Operating from Hong Kong as Asia bureau chief, Behr wrote on China's Cultural Revolution, secured an interview with Mao Zedong and reported from Vietnam. The year 1968 turned out to be a hectic one for Behr: he was in Saigon during the Tet Offensive, in Paris for the student riots and in Prague when it was occupied by the Russians.

=== Biographies and television ===
Behr turned gradually from a career in war reporting to writing books and making television documentaries, including award-winning programmes on India, Ireland and the Kennedy family. A notable production was The American Way of Death, Behr's look at America's undertaking industry.

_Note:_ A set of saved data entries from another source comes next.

PR #1955, opened 2019-12-04
Use Nexus cache server to speed up Kie server integration tests

sutaakar:


sutaakar:
Jenkins retest this

sutaakar:
Seems like using cache server doesn't have any significant effect on Kie server test execution time in Jenkins PR builder.
The container build time for common containers is same with cache server and without. 
The difference can be spotted when complex container is built. For example in OptaplannerIntegrationTest the cache server saved roughly 7 seconds on container installation time.

The only significant possible advantage of using cache server is from my point of view isolation of our test execution from default Maven repository.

Later came a documentary for BBC1 on Emperor Hirohito, and the three-part Red Dynasty for BBC2 on the murders at the Tiananmen Square and the developments in communist China that led up to the massacre.

In his book Hirohito: Behind the Myth Behr went into the debate about what the emperor knew about war preparations, about the rape of Nanking, the Bataan death march, the Burma railway and Changi prison. Behr's case was that Hirohito knew as long ago as 1931 – when his troops took control of Manchuria in the putsch that became known as the Mukden Incident – what his military chiefs were doing; that he encouraged it; and that he was fully aware of their preparations for the Second World War.

In his book on the Ceauşescus, Behr said that the couple established a dictatorship more Byzantine than Marxist–Leninist. The title, Kiss the Hand You Cannot Bite, was a Romanian proverb.

In 1987 Behr wrote a biography of Pu Yi, the last emperor of China. The book, titled The Last Emperor, was inspired by a conversation between Behr and the British film producer Jeremy Thomas at the 1986 Cannes Film Festival, where The Last Emperor (produced by Thomas) was shown. Behr wrote in the "Acknowledgments" section of the book that "[h]e asked me whether I would be interested in writing a book connected with the film. I said that rather than write a 'book of the film' I wanted to try my hand at a serious biography of Pu Yi and his life and times". He further thanked Thomas for enabling him to "meet the surviving dramatis personae in Pu Yi's life".

In 1978 he published his memoirs. Memorably entitled Anyone Here Been Raped and Speaks English?, it was retitled for the American market as Bearings: A Foreign Correspondent's Life Behind the Lines.

In a thriller, Getting Even (1981), Behr used his foreign correspondent experience. He was the author (with Sydney Liu) of The Thirty-Sixth Way: A Personal Account of Imprisonment and Escape from Red China (1969), wrote a book on the musical Les Misèrables and collaborated on another about the making of Miss Saigon.

He also wrote Thank Heaven for Little Girls: The True Story of Maurice Chevalier's Life and Times (1993). He contributed regularly to American, French and British periodicals.